In its global investment outlook for 2024, Fidelity International outlined why it is important to adopt a “scenario-based approach” which takes into account the complexities of the current global economic and markets cycle.
A “soft landing” (moderating growth and inflation in the US) be maintained for some time, but as 2024 progresses the probability of a cyclical recession rises sharply, the asset manager told a media briefing in Hong Kong last week.
“Markets continue to believe in a ‘soft landing’, where the rate hikes and the tightening of the past two years will do just enough to gradually return the economy and labour market to equilibrium,” said Salman Ahmed, global head of macro and strategic asset allocation, Fidelity International.
“We have a different view,’ he said.
Fidelity warned that its proprietary macro and bottom-up indicators show a mixed picture driven by the delayed effect of the extraordinary fiscal stimulus, run-down of excess savings and a refinancing picture that is still benign.
As the year progresses, Ahmed (main picture) thinks the transmission channel will strengthen leading to a cyclical recession outcome, to which he gives a 60% probability.
“Europe is already feeling the pain of the rate hikes (as growth has slowed sharply) but the macrocycle path in the US is likely to remain more complex into 2024 as well,” he said.

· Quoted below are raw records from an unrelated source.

Issue #2407, opened 2020-05-21
Feature request: Let -weaponspew cover all weapons


EatThePath:
Limiting it to just player-usable weapons makes plenty of sense for certain uses, but it'd be useful to me at least if I had the option of making it cover all weapons. Maybe -weaponspewall?

If nothing else it'd help in keeping tabs on exactly how many weapon slots a mod stack is using.

Goober5000:
Only because this is a fairly minor change...

EatThePath:
resolved by #2409 and #2467

PR #2409, opened 2020-05-22
expand -weaponspew to all non-beam weapons

Goober5000:
In response to request #2407, this expands -weaponspew to optionally list all non-beam weapons.

### DIFF
--- a/code/cmdline/cmdline.h
+++ b/code/cmdline/cmdline.h
@@ -150,7 +150,7 @@ extern bool Cmdline_debug_window;
 extern bool Cmdline_graphics_debug_output;
 extern bool Cmdline_log_to_stdout;
 
-enum WeaponSpewType { NONE = 0, STANDARD, ALL };
+enum class WeaponSpewType { NONE = 0, STANDARD, ALL };
 extern WeaponSpewType Cmdline_spew_weapon_stats;
 
 
--- a/code/cmdline/cmdline.h
+++ b/code/cmdline/cmdline.h
@@ -149,7 +149,9 @@ extern bool Cmdline_show_video_info;
 extern bool Cmdline_debug_window;
 extern bool Cmdline_graphics_debug_output;
 extern bool Cmdline_log_to_stdout;
-extern bool Cmdline_spew_weapon_stats;
+
+enum WeaponSpewType { NONE = 0, STANDARD, ALL };
+extern WeaponSpewType Cmdline_spew_weapon_stats;
 
 
 #endif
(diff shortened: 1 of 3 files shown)


EatThePath:
I very much appreciate accommodating my request. But I feel compelled to point out that omitting beam weapons not only invalidates the one concrete use case I gave, keeping track of the total number of weapons used, but also would make it skip at least one player-equippable weapon I'm aware of in an established mod. That being the vishnan gravity spike in blue planet. Granted, that weapon's dps looks like it's currently being calculated incorrectly... still seems worth bringing up, though.

Goober5000:
I'm pretty pressed for time these days.  Incorporating beam weapons would take a bit more work because beam damage and DPS is calculated differently.  I don't currently have time to investigate this.

Maybe someone else would be willing to take a look.  @wookieejedi is my first suggestion.

FrikgFeek:
Beam DPS is somewhat more intuitive these days than it was a few year before the change to "smooth out" the damage. So now it's $Damage*5.5*(+Life) per pulse. I tested with various durations under 0.182s(which is roughly 1/5.5s) and it scales pretty closely to that formula unlike 3.8.0 where it will do the initial "tick" of damage(so $Damage once) even with durations under 0.182s.

So from there DPS is $Damage*5.5*(+Life)/$Fire Wait. 
Warmup and Warmdown DO NOT factor into DPS, the LRED is a retail example where on insane with full firerate the beam will warm up, fire, then immediately start warming up for the next shot as $Fire Wait is 10 and +Life is 7. So $Fire Wait counts from warmup to warmup and will skip warm down if necessary.

EatThePath:
No need to bring @wookieejedi into it, I've got most of a PR ready of my own now that'll expand this to handle both beams and burst weapons, once this one is in.

Goober5000:
@FrikgFeek Is the damage now calculated at *exactly* 5.5 times whatever?  Because the true value is 5.88 and change.  See `BEAM_DAMAGE_TIME` in beam.h; beam damage was applied every 170 milliseconds which is ~5.88235... times per second.

code/cmdline/cmdline.h
```diff
@@ -149,7 +149,9 @@ extern bool Cmdline_show_video_info;
 extern bool Cmdline_debug_window;
 extern bool Cmdline_graphics_debug_output;
 extern bool Cmdline_log_to_stdout;
-extern bool Cmdline_spew_weapon_stats;
+
+enum WeaponSpewType { NONE = 0, STANDARD, ALL };
```
asarium, line 153: Please use `enum class`

Goober5000: Ok.

PR #2411, opened 2020-05-23
fix various issues with PXO stats

notimaginative:
Leaving as draft until it's confirmed to work 100%


notimaginative:
Confirmed to work so it should be ready to commit.

PR #2416, opened 2020-05-26
Fix a bug in the debris deletion code

The-E:
Fix a bug in the debris deletion code introduced by the lab explosion feature commit. This also makes the debris code use the new flag system to mark debris pieces as nondeleteable instead of relying on a magic lifeleft value.

### DIFF
--- a/code/debris/debris.cpp
+++ b/code/debris/debris.cpp
@@ -95,7 +95,7 @@ void debris_init()
 	// Reset everything between levels
 	Num_debris_pieces = 0;
 	for (i=0; i<MAX_DEBRIS_PIECES; i++ )	{
-		Debris[i].flags = 0;
+		Debris[i].flags.reset();
 		Debris[i].sound_delay = 0;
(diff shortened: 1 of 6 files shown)


code/debris/debris.cpp
```diff
@@ -171,11 +169,11 @@ void debris_delete( object * obj )
 	db = &Debris[num];
 
 	Assert( Num_debris_pieces >= 0 );
-	if ( db->is_hull && (db->flags & DEBRIS_EXPIRE) ) {
-		debris_clear_expired_flag(db);
+	if ( db->is_hull && (!db->flags[Debris_Flags::DoNotExpire]) ) {
```
Goober5000, line 172: You check the DoNotExpire flag both here and inside the `debris_remove_from_hull_list` function.  Want to remove this check?

Goober5000 (commented):
Just one comment...

Goober5000 (approved):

Ahmed is “confident” that the US and other developed world interest rates have most likely peaked, and against this backdrop, he expects growth will moderate with a high risk of a moderate growth contraction developing later in 2024, with both the domestic and geopolitical picture remaining in flux as major elections approach, including in the US.
“Fundamentally, we continue to believe there is simply a lag between policy tightening and the effects on the real economy. The transmission channel is delayed, not broken,” he said.

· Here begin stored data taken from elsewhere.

PR #2424, opened 2020-05-30
Fix a crash in the Lab when viewing bombs

### LINKED ISSUE #2422: Some Weapons CTD from the F3 Lab
Starting in the May-10 nightly, some weapons cause FSO to CTD without any other warning. This happens with retail data. Weapons that cause the crash include Stiletto II, Infyrno, Cyclops, and others. It is not immediately apparent to me what is different about these weapons that might cause a CTD while other weapons don't.

The-E:
This fixes #2422 

This also adds a few cleanup functions to the lab to make sure that debris, explosions and particles are deleted when switching ship models.


Goober5000 (approved):
Aha.  `GM_LAB` is a good solution.

PR #2434, opened 2020-06-02
Temporary fix for thrusters rendering through ship geometry

TRBlount:
Fixes an issue with some ships having thrusters render through their hull.

### DIFF
--- a/code/model/modelrender.cpp
+++ b/code/model/modelrender.cpp
@@ -2094,7 +2094,7 @@ void model_queue_render_thrusters(model_render_params *interp, polymodel *pm, in
 		for (j = 0; j < bank->num_points; j++) {
 			Assert( bank->points != NULL );
 
-			float d, D;
+			float d;
 			vec3d tempv;
 			glow_point *gpt = &bank->points[j];
 			vec3d loc_offset = gpt->pnt;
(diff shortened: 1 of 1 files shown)


code/model/modelrender.cpp
```diff
@@ -2213,7 +2213,7 @@ void model_queue_render_thrusters(model_render_params *interp, polymodel *pm, in
 			if (thruster_info.tertiary_glow_bitmap >= 0) {
 				p.screen.xyw.w -= w;
 				p.r = p.g = p.b = p.a = (ubyte)(255.0f * fog_int);
-				batching_add_volume_bitmap_rotated(thruster_info.tertiary_glow_bitmap, &p, magnitude * 4, w * 0.6f * thruster_info.tertiary_glow_rad_factor, fog_int, -(D > 0) ? D : -D);
+				batching_add_volume_bitmap_rotated(thruster_info.tertiary_glow_bitmap, &p, magnitude * 4, w * 0.6f * thruster_info.tertiary_glow_rad_factor, fog_int, -w*0.5f);
```
The-E, line 2216: Apparently, the missing D is causing problems for the CI....

TRBlount: Yeah, I believe `D` becomes unused, I'll just remove it.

Alongside cyclical recession, Fidelity’s 2024 outlook also considers the investment implications of a more severe balance sheet recession (10% probability), which would prompt widespread cutbacks in spending by both companies and consumers; the more benign soft landing scenario (20%), whereby the current set-up extends well into 2024; and a case in which there is no landing in 2024 at all (10%), where the economy holds at above trend level of growth and sticky inflation, provoking central banks into another round of policy rate rises.

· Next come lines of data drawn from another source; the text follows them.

PR #2437, opened 2020-06-04
another stage of the sexp refactor

Goober5000:
This PR uses `eval_ship` and `eval_wing` to optimize `object_ship_wing_point_team` and `sexp_deal_with_ship_flags`.  The API changed a bit, but to ensure compatibility, there are fields and functions to support the old behavior.  These are temporary and will be removed when all changes have been merged via PRs.

### DIFF
--- a/code/parse/sexp.cpp
+++ b/code/parse/sexp.cpp
@@ -5340,7 +5340,7 @@ struct object_ship_wing_point_team
 	{
 		ship_entry = ship_registry_get(sp->ship_name);
 		shipp = ship_entry->shipp;
-		p_objp = ship_entry->pobjp;
+		p_objp = ship_entry->p_objp;
 	}
 
 	object_ship_wing_point_team(p_object *pobjp)
@@ -5348,7 +5348,7 @@ struct object_ship_wing_point_team
 	{
 		ship_entry = ship_registry_get(pobjp->name);
 		shipp = ship_entry->shipp;
-		p_objp = ship_entry->pobjp;
+		p_objp = ship_entry->p_objp;
 	}
 
 	object_ship_wing_point_team(ship_obj *so)
@@ -5458,7 +5458,7 @@ void eval_object_ship_wing_point_team(object_ship_wing_point_team *oswpt, int no
 		oswpt->object_name = ship_entry->name;
 		oswpt->objp = ship_entry->objp;
 		oswpt->shipp = ship_entry->shipp;
-		oswpt->p_objp = ship_entry->pobjp;
+		oswpt->p_objp = ship_entry->p_objp;
 
 		switch (ship_entry->status)
 		{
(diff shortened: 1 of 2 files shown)


code/parse/sexp.cpp
```diff
@@ -14486,18 +14531,17 @@ bool sexp_check_flag_arrays(char *flag_name, Object::Object_Flags &object_flag,
...
 	AI::AI_Flags ai_flag = AI::AI_Flags::NUM_VALUES;
 
 	auto ship_entry = eval_ship(node);
 	if (!ship_entry || ship_entry->status == ShipStatus::EXITED) {
-		return SEXP_KNOWN_FALSE;
+		return SEXP_NAN_FOREVER;
 	}
 	if (ship_entry->status == ShipStatus::NOT_YET_PRESENT) {
-		return SEXP_CANT_EVAL;
+		return SEXP_NAN;
```
asarium, line 14544: Are these intentional? Seems odd to return NaN from a SEXP that returns a boolean value.

code/parse/sexp.cpp
```diff
@@ -14649,58 +14683,70 @@ void multi_sexp_alter_ship_flag()
...
-	else {
-		while (Current_sexp_network_packet.get_int(type)) {
-			oswpt.clear();
-			oswpt.type = type; 
+	else
+	{
+		int type;
+		while (Current_sexp_network_packet.get_int(type))
+		{
+			object_ship_wing_point_team *oswptp = nullptr;
```
asarium, line 14695: Please use `unique_ptr` here to ensure that the memory is always deallocated. If I see that correctly that should work here.

code/parse/sexp.cpp
Goober5000: It's intentional.  In fact I had to make this change in a few places in the SEXP refactor (including commits that aren't yet in PRs).  I checked the documentation and I also went back to the original public code release to make sure I had the right idea.

SEXP_NAN represents an invalid value, or no value, because it's not possible to determine what the number is supposed to be, or what the boolean value is supposed to be.  SEXP_CANT_EVAL means that the event system defers evaluating the event until some future time.  CANT_EVAL is used to prevent directives from immediately appearing, and it is almost exclusively used for "objective" type SEXPs like `has-destroyed-delay`.

code/parse/sexp.cpp
Goober5000: How should that work, exactly?  The compiler didn't like it until I used `unique_ptr` in each place, like so...

```
std::unique_ptr<object_ship_wing_point_team> oswptp = nullptr;
...
oswptp = std::unique_ptr<object_ship_wing_point_team>(new object_ship_wing_point_team(shipp));
...
oswptp = std::unique_ptr<object_ship_wing_point_team>(new object_ship_wing_point_team(p_objp));
...
oswptp = std::unique_ptr<object_ship_wing_point_team>(new object_ship_wing_point_team(wingp));
...
oswptp = std::unique_ptr<object_ship_wing_point_team>(new object_ship_wing_point_team());
```

That's a lot more verbose.  And even with all that, the compiler didn't like `delete oswptp;` at the end of the block.

Goober5000: After a bit of digging and a helpful link...
https://stackoverflow.com/questions/16061407/should-i-assign-or-reset-a-unique-ptr
...I think this is a bit better:

```
std::unique_ptr<object_ship_wing_point_team> oswptp;
...
oswptp.reset(new object_ship_wing_point_team(shipp));
...
oswptp.reset(new object_ship_wing_point_team(p_objp));
...
oswptp.reset(new object_ship_wing_point_team(wingp));
...
oswptp.reset(new object_ship_wing_point_team());
```

That's less verbose but still chokes on `delete`.  Although it appears that `delete` is no longer needed.

code/parse/sexp.cpp
asarium: Thanks for the explanaition.

code/parse/sexp.cpp
asarium: Yes, that is how I meant that to work. `delete` is not necessary since the `unique_ptr` will do that for you once it goes out of scope which also covers cases like exceptions.
I think it is a good idea to use smart pointers wherever you can to avoid having to worry about the finer details of control flow.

“This scenario-based navigation map underpinned by a suite of proprietary macro and bottom-up indicators is critical to our investment process, which is embracing the reality of faster cycles and need for flexible tactical asset allocation, as the old regime of “Great Moderation” starts to firmly fade into history,” said Ahmed.
Investment opportunities in 2024
As the cyclical recession outcome takes hold later in 2024, Fidelity International believes there are good opportunities for investors who are discerning about sectors and geographies.
Fidelity thinks US equities will be “well positioned”. In particular, mid-cap stocks along with much of the S&P 500 that have not shared the incredible performance this year of the “Magnificent Seven” technology stocks.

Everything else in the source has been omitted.